Daquele momento em que Sergio Moro começou a espionar o ex-presidente até
agosto de 2016, o Jornal Nacional da TV Globo deu 13 horas de notícias contra
Lula, 4 minutos por noite, segundo o Laboratório de Estudos de Mídia da UERJ.
Assim o país foi preparado para a denúncia do PowerPoint de Deltan Dallagnol,
que viria em setembro. Foi a maior campanha jamais vista contra um líder
brasileiro, precedendo a prisão injusta e a cassação da candidatura de Lula em
2018.
Nunca
é demais lembrar que Dallagnol denunciou Lula sabendo que o tríplex não era
dele; que não havia fatos para acusar, só as “convicções” dos procuradores e
uma notícia de jornal velha e falsa. E que Sergio Moro nem poderia ter julgado
Lula, pois admitiu no processo não haver relação entre a reforma do imóvel e os
contratos suspeitos que atraíam os casos da Petrobrás para a Vara de Curitiba.

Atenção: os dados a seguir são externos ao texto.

PR #726, opened 2024-08-20
mtie should output the correct rank and size for the output operator.

### LINKED ISSUE #725: [BUG] Transform Ops have incorrect rank and size
When a user creates a transform op then queries the rank and size of that op it returns -1 for rank and 0 for size.   

The cause of this is that we return an mtie for transform ops here:

https://github.com/NVIDIA/MatX/blob/main/include/matx/core/tensor.h#L285-L296

Mtie currently returns matxNoRank for rank and 0 for size here:

https://github.com/NVIDIA/MatX/blob/main/include/matx/core/tie.h#L84-L92

This causes issues if you try to then pass that transform into other ops.

luitjens:
Fixes #725

### DIFF
--- a/test/00_transform/Norm.cu
+++ b/test/00_transform/Norm.cu
@@ -85,10 +85,22 @@ TYPED_TEST(NormTestFloatTypes, VectorL1)
   this->pb->RunTVGenerator("vector_l1");
   this->pb->NumpyToTensorView(this->in_v, "in_v");
   this->pb->NumpyToTensorView(this->out_v, "out_v");
+
+  auto redOp = vector_norm(this->in_v, NormOrder::L1);
+
+  EXPECT_TRUE(redOp.Rank() == this->out_v.Rank());
+  for(int i = 0; i < redOp.Rank(); i++) {
+    EXPECT_TRUE(redOp.Size(i) == this->out_v.Size(i));
+  }
+  (this->out_v = redOp).run(this->exec);
+  MATX_TEST_ASSERT_COMPARE(this->pb, this->out_v, "out_v", this->thresh);
+
+  (this->out_v = TestType(0)).run(this->exec);
+
   // example-begin vector-norm-test-1
   (this->out_v = vector_norm(this->in_v, NormOrder::L1)).run(this->exec);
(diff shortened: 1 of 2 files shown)


test/00_transform/Norm.cu
```diff
@@ -85,8 +85,16 @@ TYPED_TEST(NormTestFloatTypes, VectorL1)
...
+  auto redOp = vector_norm(this->in_v, NormOrder::L1);
+
+  EXPECT_TRUE(redOp.Rank() == this->out_v.Rank());
+  for(int i = 0; i < redOp.Rank(); i++) {
+    EXPECT_TRUE(redOp.Size(i) == this->out_v.Size(i));
+  }
+
   // example-begin vector-norm-test-1
-  (this->out_v = vector_norm(this->in_v, NormOrder::L1)).run(this->exec);
+  (this->out_v = redOp).run(this->exec);
```
cliffburdick, line 97: This changes the example in the docs so it no longer shows the norm. This should probably be a separate test without a docs example

test/00_transform/Norm.cu
```diff
@@ -102,8 +110,15 @@ TYPED_TEST(NormTestFloatTypes, VectorL2)
...
+  
+  auto redOp = vector_norm(this->in_v, NormOrder::L2);
+  
+  EXPECT_TRUE(redOp.Rank() == this->out_v.Rank());
+  for(int i = 0; i < redOp.Rank(); i++) {
+    EXPECT_TRUE(redOp.Size(i) == this->out_v.Size(i));
+  }
   // example-begin vector-norm-test-2
-  (this->out_v = vector_norm(this->in_v, NormOrder::L2)).run(this->exec);
+  (this->out_v = redOp).run(this->exec);
```
cliffburdick, line 121: Same

test/00_transform/Norm.cu
luitjens: fixed

test/00_transform/Norm.cu
luitjens: fixed

cliffburdick (approved):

Lula foi condenado por “atos indeterminados”, ou seja, porque o juiz queria
assim e porque, mesmo sem provas, o réu já havia sido sentenciado nas manchetes
e na TV.
Lula
perdeu a liberdade e o Brasil desencontrou a paz. A sociedade brasileira foi
envenenada pelo ódio político, inoculado nas redes sociais, na imprensa, nos
templos, escolas e quartéis. Intolerância e desprezo se ergueram contra toda
tentativa de duvidar da Lava Jato e seus métodos, de divergir do discurso
dominante até mesmo nos meios acadêmicos. A prisão de Lula virou dogma da
cruzada “moral” que também condenou a visão política, social e econômica que seu
governo representou: soberania nacional, justiça social e crescimento com
inclusão. Era para marcar o fim de uma era.
Mas
hoje é impossível não reconhecer que Lula merecia um julgamento justo e não a
farsa judicial armada para prendê-lo. E hoje está claro que, ao contrário de
enfrentar a impunidade e a corrupção, a Lava Jato corrompeu-se, corrompeu o
sistema judicial e o processo eleitoral, mentiu ao país e aos tribunais, deixou
impunes dezenas de criminosos confessos que Sérgio Moro perdoou e que continuam
muito ricos. As prisões espetaculares, ao vivo na TV, criaram na população uma
inédita sensação de justiça que, no entanto, era desfeita sem alarde no balcão
de negócios das delações bem premiadas.
Sérgio
Moro comandou cada passo da perseguição ao adversário político tratado por ele
como inimigo a ser abatido, contrariando as leis e o Estatuto da Magistratura
que dizem como deve se portar um juiz imparcial. Com o incentivo e a cobertura
da mídia para cometer abusos e ilegalidades, Moro chefiou a força-tarefa do
Ministério Público Federal no Paraná e as ações truculentas da Polícia Federal.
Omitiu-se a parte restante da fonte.